In the 1950's, it was scientific belief that DNA was directly involved in protein synthesis, as the cellular function of RNA was not understood. However, based on the fact that reticulocytes and enucleated cells still produced proteins, some scientists deduced that DNA was not directly involved in protein synthesis. Polymerase phosphorylase was predicted to be responsible for cellular RNA synthesis (Losick et al 1976) until 1959 when Samuel B. Weiss and Leonard Gladstone first discovered DNA-dependent RNA polymerizing activity in the nuclear fraction of rat liver cells. Before then, active polymerase was always discovered in RNA extracts of bacterial RNA.

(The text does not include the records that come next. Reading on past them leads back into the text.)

PR #2459, opened 2021-03-30
Update chart-tile

VWSCoronaDashboard14:
Update of the chart-tile where it is a bit more flexible instead of using a normal `ChartTile` and a `TimeSeriesTile`. They are now both combined.

You could set a `timeframeOptions` prop for the Tile and injects the timeframe directly into the `TimeSeriesChat` (or any other that uses the `timeseries` prop.

The only thing to do is waiting what to do with the AriaLabels, I currently left them out and waiting for we have a final decision on that.


packages/app/src/components-styled/chart-tile.tsx
```diff
@@ -140,3 +140,65 @@ function ChartTileHeader({
...
+    <ChartTileContainer metadata={metadata}>
+      <NewChartTileHeader
+        title={title}
+        description={description}
+        timeframe={timeframe}
+        timeframeOptions={timeframeOptions}
+        onTimeframeChange={setTimeframe}
+      />
+      {timeframeOptions && React.cloneElement(children, { timeframe })}
+      {!timeframeOptions && children}
```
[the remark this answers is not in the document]
VWSCoronaDashboard8: I think we need to support two variations of children here. 

1. A normal react component is expected when you don't set a timeframe option.
2. A "function as a child" is expected when you set a timeframe option. In that case the function is called with the timeframe setting. (like the ChartTileWithTimeframe component does right now)

If you want you could check the type of the children based on the switch between timeframe or  no timeframe, but I don't think it's necessary.

packages/app/src/components-styled/chart-tile.tsx
```diff
@@ -1,72 +1,72 @@
...
-      <ChartTileHeader
-        title={title}
-        description={description}
-        ariaDescription={ariaDescription}
-        ariaLabelledBy={ariaLabelledBy}
-      />
-      {children}
-    </ChartTileContainer>
+    <Box display="flex" flexDirection={{ _: 'column', lg: 'row' }}>
+      <Box maxWidth="maxWidthText" mr="auto" pr={{ _: 0, lg: 3 }}>
```
VWSCoronaDashboard8, line 28:
```suggestion
      <Box maxWidth={maxWidthText} mr="auto" pr={{ _: 0, lg: 3 }}>
```

packages/app/src/components-styled/chart-tile.tsx
```diff
@@ -1,72 +1,72 @@
...
+      {children && (
+        <Box
+          display="inline-table"
+          alignSelf={{ _: 'flex-start', lg: 'flex-end' }}
+          mb={hasExtraToggle ? asResponsiveArray({ _: 3, lg: 0 }) : 3}
+          css={css({
+            transform: hasExtraToggle
+              ? asResponsiveArray({ lg: 'translateY(100%)' })
+              : undefined,
+            zIndex: 3,
```
VWSCoronaDashboard8, line 41: This looks like a funky way to solve a layout problem. Maybe css grid is an option now we don't support IE11 anymore?

packages/app/src/components-styled/chart-tile.tsx
```diff
@@ -1,72 +1,72 @@
...
+    </Box>
   );
 }
 
-export function ChartTileWithTimeframe({
+interface ChartTileProps {
+  title: string;
+  metadata: MetadataProps;
+  description?: string;
+  children?: React.ReactNode;
```
VWSCoronaDashboard8, line 55: I don't think children should be optional in a chart tile. We would never want to render a chart tile without a chart right?

packages/app/src/components-styled/chart-tile.tsx
```diff
@@ -1,72 +1,72 @@
...
+}
+
+export function ChartTile({
   title,
   description,
+  children,
   metadata,
-  timeframeOptions = ['all', '5weeks', 'week'],
+  timeframeOptions,
   timeframeInitialValue = 'all',
```
VWSCoronaDashboard8, line 67: nit; initial value is dependent on the options, so I think it would be more robust to take the first option as the default. Technically you can't know that "all" will be part of the options.

packages/app/src/components-styled/chart-tile.tsx
```diff
@@ -76,67 +76,160 @@ export function ChartTileWithTimeframe({
...
+      </ChartTileHeader>
+      {/* Clone element and assign a timeframe to it if there are timeframeOptions */}
+      {timeframeOptions
+        ? Array.isArray(children)
+          ? children.map((item, index) =>
+              React.cloneElement(item as React.ReactElement, {
+                timeframe,
+                key: index,
+              })
+            )
```
VWSCoronaDashboard8, line 97: What's the use case for an array of children where you set timeframe on each of the children? If the chart is expected to be the children then I don't think we should support and array of them.

packages/app/src/components-styled/chart-tile.tsx
```diff
@@ -76,67 +76,160 @@ export function ChartTileWithTimeframe({
...
+//           <ChartTimeControls
+//             timeframeOptions={timeframeOptions}
+//             timeframe={timeframe}
+//             onChange={onTimeframeChange}
+//           />
+//         </div>
+//       )}
+//     </Box>
+//   );
+// }
```
VWSCoronaDashboard8, line 235: This can all go of course

packages/app/src/domain/deceased/deceased-monitor-section.tsx
```diff
@@ -31,7 +31,7 @@ export function DeceasedMonitorSection({
         </AnchorTile>
       )}
 
-      <ChartTile
+      <NewChaChartTilertTile
```
VWSCoronaDashboard8, line 34: Typo

packages/app/src/pages/gemeente/[code]/rioolwater.tsx
```diff
@@ -159,29 +156,28 @@ const SewerWater = (props: StaticProps<typeof getStaticProps>) => {
             </KpiTile>
           </TwoKpiSection>
 
-          <ChartTileWithTimeframe
+          <ChartTile
             title={text.linechart_titel}
             metadata={{ source: text.bronnen.rivm }}
             timeframeOptions={['all', '5weeks']}
+            hasExtraToggle
```
Comment (VWSCoronaDashboard8) [inline packages/app/src/pages/gemeente/[code]/rioolwater.tsx:163]: I don't really like the name of this prop, since a dropdown is not a toggle. hasAdditionalNavigation?

packages/app/src/pages/gemeente/[code]/rioolwater.tsx
```diff
@@ -159,29 +156,28 @@ const SewerWater = (props: StaticProps<typeof getStaticProps>) => {
...
-                  range_description: text.graph_range_description,
-                  display_outliers: text.display_outliers,
-                  hide_outliers: text.hide_outliers,
-                }}
-              />
-            )}
-          </ChartTileWithTimeframe>
+            <SewerChart
+              data={data}
+              timeframe={'all'}
```
Comment (VWSCoronaDashboard8) [inline packages/app/src/pages/gemeente/[code]/rioolwater.tsx:167]: I think this needs to be removed

packages/app/src/pages/landelijk/positief-geteste-mensen.tsx
```diff
@@ -227,56 +227,52 @@ const PositivelyTestedPeople = (props: StaticProps<typeof getStaticProps>) => {
...
 
-          <ChartTileWithTimeframe
+          <ChartTile
             title={text.linechart_titel}
             description={text.linechart_toelichting}
             metadata={{
               source: text.bronnen.rivm,
             }}
+            timeframeOptions={['all', '5weeks', 'week']}
+            timeframeInitialValue="all"
```
VWSCoronaDashboard8, line 237: nit; This was the default already

packages/app/src/pages/landelijk/positief-geteste-mensen.tsx
```diff
@@ -227,56 +227,52 @@ const PositivelyTestedPeople = (props: StaticProps<typeof getStaticProps>) => {
...
 
-          <ChartTileWithTimeframe
+          <ChartTile
             title={siteText.infected_per_age_group.title}
             description={siteText.infected_per_age_group.description}
             metadata={{
               source: text.bronnen.rivm,
             }}
+            timeframeOptions={['all', '5weeks', 'week']}
+            timeframeInitialValue="all"
```
VWSCoronaDashboard8, line 272: same for this one

packages/app/src/pages/veiligheidsregio/[code]/rioolwater.tsx
```diff
@@ -151,37 +148,35 @@ const SewerWater = (props: StaticProps<typeof getStaticProps>) => {
...
-                  range_description: text.graph_range_description,
-                  display_outliers: text.display_outliers,
-                  hide_outliers: text.hide_outliers,
-                }}
-              />
-            )}
-          </ChartTileWithTimeframe>
+            <SewerChart
+              data={data}
+              timeframe={'5weeks'}
```
Comment (VWSCoronaDashboard8) [inline packages/app/src/pages/veiligheidsregio/[code]/rioolwater.tsx:160]: Looks like this needs to be removed, and set as initial value on the parent tile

Weiss decided to run an experiment based on the assumption that RNA synthesis should be analogous to DNA synthesis (Losick et al 1976). He phosphorylated [32P]-labeled 5'CMP with ATP and crude brewer's yeast. The resultant [32P] was eluted on a Dowex-1-Cl column. A crude rat liver fraction isolated from the lower sedimenting fraction containing cell debris and nuclei showed incorporation of the [32P]-CTP into a TCA-precipitable fraction of RNA. Optimal incorporation of the labeled CTP occurred in the presence of other unlabeled ribonucleotide triphosphates as opposed to diphosphates. Addition of DNase slowed the incorporation, while addition of RNase significantly reduced the RNA chain length. However, Weiss and Gladstone did not indicate the presence of more than one class of RNA polymerase.
Later in 1969, Robert G. Roeder and William L Rutter separated and named the three mammalian RNA polymerases. They considered that there might be three different classes of RNA polymerases based on 3 assumptions:
1. Ribosomal RNA has a base composition different from other classes of RNA molecules.
2. Ribosomal genes are found in the nucleolus, while other classes of RNA molecules are dispersed in the nucleoplasm.
3. The regulation of ribosomal RNA synthesis and "DNA-like RNA," i.e. messenger RNA (mRNA) were independently regulated.
They isolated nuclei from rat liver cells. The RNA polymerase "activities" were dissolved and incompletely purified using sonication at a high ionic concentration, causing a high enzyme yield. They lowered the ionic concentration removed chromatin from the solution using centrifugation and ammonium sulfate fractionation. The enzymes were wholly purified using DEAE-Sephadex chromatography. Each polymerase was isolated and named according to its ammonium sulfate elution concentration. RNA polymerase I was isolated at the highest elution concentration. Polymerase II was isolated at medium salt concentration and polymerase III was isolated at the lowest concentration (Young 1991; Roeder and Rutter 1970).
The polymerases maintained functionally discrete properties after freezing, thawing, dilution, reconcentration, and second chromatographic purification. Polymerase II was characterized as easily soluble and found primarily in the nucleoplasm. Also, high ionic strength of Mn2+ increased mRNA synthesis and this activity was in the nucleoplasm. RNA polymerase I was localized in the nucleolus, while the functions of RNA polymerase III had not been characterized yet. In a subsequent experiment, the dynamic duo confirmed different activities for polymerases I and II at different stages of sea urchin embryo development. They found that during early cell division (blastula and postgastrula stages) synthesis of rRNA remains constant per cell attributed to the activity of RNA polymerase I, while mRNA synthesis increased in the cell. Thus, they confirmed that RNA polymerase II was responsible for the synthesis of "DNA-like RNA."